===== Record excerpts

Issue #818, opened 2022-08-10
Bug: `unique_object_id_validated` contraint on `Product` makes it impossible to add products across different content types


rhysyngsun:
Because the index is across only `(object_id, is_active)`, having a Product for a course run prevents the addition of a product for a program run with the same id. The index needs to include `content_type`.

Issue #777, opened 2022-08-03
Ecommerce: Only a single Product can be active for a Course Run


collinpreston:
### Steps to Reproduce

1. Create a new Course Run through the Django admin (http://mitxonline.odl.local:8013/admin/courses/courserun/)
2. Create a new Product that is associated with the Course Run in step 1, and is active through the Django admin (http://mitxonline.odl.local:8013/admin/ecommerce/product/)
3. Create a second Product that is associated with the Course Run in Step 1, and is active through the Django admin.

### Expected Behavior

You should not be allowed to create a second Product which is active and associated with a Course Run for which an already existing active Product is associated with.

### Actual Behavior

You are able to create as many active Products that can all be associated with the same Course Run.

### Stacktrace

https://sentry.io/organizations/mit-office-of-digital-learning/issues/3426908655/?environment=rc&project=5864687&query=is%3Aunresolved+&statsPeriod=14d

PR #823, opened 2022-08-11
818 bug unique object id validated contraint on product makes it impossible to add products across different content types

rachellougee:
Pre-Flight checklist

- [x] Migrations
- [x] Testing
  - [x] Code is tested

https://github.com/mitodl/mitxonline/issues/818

#### What's this PR do?
This is to modify the unique key unique_object_id_validated previously added in https://github.com/mitodl/mitxonline/issues/777
to allow the same object id for the course and program

No data issue needs to be fixed on RC as the existing data is still validated with the old and new unique key

The automated test should still pass because it uses purchasable_object, which refers GenericForeignKey("content_type", "object_id"))

To manually test, go to http://mitxonline.odl.local:8013/admin/ecommerce/product/
Add a course and program with the same object id, they both should be allowed now

image

image

(Optional)

(Optional)

(Optional)


rhysyngsun (approved):
L

PR #802, opened 2022-08-08
Switch some settings to use urljoin

rhysyngsun:
#### Pre-Flight checklist

- [x] Testing
  - [x] Code is tested
  - [x] Changes have been manually tested

#### What are the relevant tickets?

N/A - this fixes a small avoidable issue w/ configuration

#### What's this PR do?
This fixes the refine dashboard settings to have correct urls regardless of `SITE_BASE_URL` having a trailing slash or not. I wasted a bit of time trying to debug oauth issues related to this.

#### How should this be manually tested?
You should be able to login to the refine dashboard having a base url with and without a trailing slash.

PR #835, opened 2022-08-12
Update refine callback URL to remove double slash

collinpreston:
#### What's this PR do?
Previously you need to use a double slash for the oauth callback URL used when configuring the refine connection.  With https://github.com/mitodl/mitxonline/pull/802, the double slash hack is no longer needed.

- Open the refine oauth configuration at http://mitxonline.odl.local:8013/admin/oauth2_provider/application/ and set the redirect URI to `http://mitxonline.odl.local:8013//staff-dashboard/oauth2/login/`.
- Confirm that the refine dashboard does not allow you to login successfully as an admin user.
- Update the redirect URI to `http://mitxonline.odl.local:8013/staff-dashboard/oauth2/login/`
- Confirm that the refine dashboard does allow you to login successfully as an admin user.


arslanashraf7 (approved):
👍 Thanks for creating this one.

PR #796, opened 2022-08-05
Online-664 Add additional data to Financial Assistance Request Table and Dialog

asadali145:
#### Pre-Flight checklist

- [x] Screenshots and design review for any changes that affect layout or styling
  - [x] Desktop screenshots
- [x] Testing
  - [x] Code is tested
  - [x] Changes have been manually tested

#### What are the relevant tickets?
Fixes https://github.com/mitodl/mitxonline/issues/664

#### What's this PR do?
Adds additional data in the staff dashboard for Financial Assistance requests. This PR adds courseware information and discount information for a financial assistance request. While approving a request admin can also change the discount from the dropdown.

#### How should this be manually tested?
(Required)

- Setup financial assistance for a course/program using https://github.com/mitodl/hq/discussions/133.
- Submit a financial assistance request.
- Visit flexible pricing in Refine dashboard.
- In the flexible pricing list, you can see the `courseware readable id` and `Discount` information.
- When you click on approve button for a request, courseware information is displayed. Also, a dropdown for discounts is displayed. So, you can change the discount for a request. You can change it from the refine dashboard and verify it from Django-admin.
- While denying or resetting a request, the discount is a static field.

#### Screenshots (if appropriate)
(Optional)
Screenshot 2022-08-12 at 11 17 54 AM
Screenshot 2022-08-12 at 11 18 00 AM
Screenshot 2022-08-12 at 11 18 05 AM
Screenshot 2022-08-12 at 11 18 11 AM
Screenshot 2022-08-12 at 11 18 52 AM

PR #781, opened 2022-08-04
online-779 Display `Documents in order` as default

asadali145:
#### Pre-Flight checklist

- [x] Screenshots and design review for any changes that affect layout or styling
  - [x] Desktop screenshots
- [x] Testing
  - [x] Code is tested
  - [x] Changes have been manually tested

#### What are the relevant tickets?
Fixes https://github.com/mitodl/mitxonline/issues/779

#### What's this PR do?
Displays `Documents in order` as a default choice in Staff Dashboard while approving a pending financial assistance request.

#### How should this be manually tested?
1. Setup financial assistance for a course using https://github.com/mitodl/hq/discussions/133. 
2. Visit the financial assistance form for a course and request financial assistance.
3. Visit the staff dashboard and go to the flexible prices tab.
4. Click on `approve` for the request that you just submitted.
5. Popup will show `Documents in order` as a default choice.

#### Screenshots (if appropriate)
(Optional)
Screenshot 2022-08-04 at 4 51 01 PM
Screenshot 2022-08-04 at 4 51 16 PM

PR #837, opened 2022-08-12
Release 0.41.1

odlbot:
## James Kachel
  - [x] Fixes some conditionals to return good values if there's no CMS page for a courseware object ([0f9d4872](../commit/0f9d4872d557cf0ef12ae133e2084e7170428b10))
  - [x] Adding an extra retry and extending startup grace period to 45s; should help with starting up on Apple Silicon ([585367c4](../commit/585367c40e5aaafc0ce7bc5da0b263bcb180fe81))

## Asad Ali
  - [x] Online-664 Show courseware and discount info for a financial assistance request (#796) ([45f4f306](../commit/45f4f306b8f5f8d986fbd0f43047e922f4501566))
  - [x] online-779 Display `Documents in order` as default (#781) ([a502a295](../commit/a502a295a1d602db4ec21f8581e9899cbd65dcc9))


asadali145:
FYI @jkachel @pdpinch 
There is a minor issue in the refine dashboard due to https://github.com/mitodl/mitxonline/pull/796.

- In the last release, we added support for financial assistance for programs. 
- There are a few old financial assistance requests which belong to a course and we have disabled the Flexible Price Tiers for that course as it belongs to the DEDP program and enabled tiers for the program. So, when we try to approve such a request the discount dropdown is a bit out of order. SS is attached (48 is the Discount Id that we calculated initially but now we don't have such a discount option available in the dropdown).
    Screenshot 2022-08-15 at 10 59 54 AM
- Everything will be fine for future requests.

Possible Solutions:

- Leave this as it is as the admin cannot do anything wrong with the old requests (Admin will see discount id in the dropdown).
- Display static discount string as we do in case of `RESET` & `DENY`.
   Screenshot 2022-08-15 at 11 22 31 AM


Let me know if we want to fix this for Old data in RC.

asadali145:
> FYI @jkachel @pdpinch There is a minor issue in the refine dashboard due to #796.
> 
> * In the last release, we added support for financial assistance for programs.
> * There are a few old financial assistance requests which belong to a course and we have disabled the Flexible Price Tiers for that course as it belongs to the DEDP program and enabled tiers for the program. So, when we try to approve such a request the discount dropdown is a bit out of order. SS is attached (48 is the Discount Id that we calculated initially but now we don't have such a discount option available in the dropdown).
>   Screenshot 2022-08-15 at 10 59 54 AM
> * Everything will be fine for future requests.
> 
> Possible Solutions:
> 
> * Leave this as it is as the admin cannot do anything wrong with the old requests (Admin will see discount id in the dropdown).
> * Display static discount string as we do in case of `RESET` & `DENY`.
>   Screenshot 2022-08-15 at 11 22 31 AM
> 
> Let me know if we want to fix this for Old data in RC.

I think we can go with the current implementation for now. Maybe we can improve this in a follow-up ticket. Checking the boxes for now.

PR #838, opened 2022-08-12
Purges the Fastly cache for a page once the page has been modified

### LINKED ISSUE #749: CMS: after updating a page, the CDN cache is not cleared
### Steps to Reproduce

==========

*Task item*:
Task for the records above: copy every line in which the word "different" occurs.

*Solution*:
Bug: `unique_object_id_validated` contraint on `Product` makes it impossible to add products across different content types
818 bug unique object id validated contraint on product makes it impossible to add products across different content types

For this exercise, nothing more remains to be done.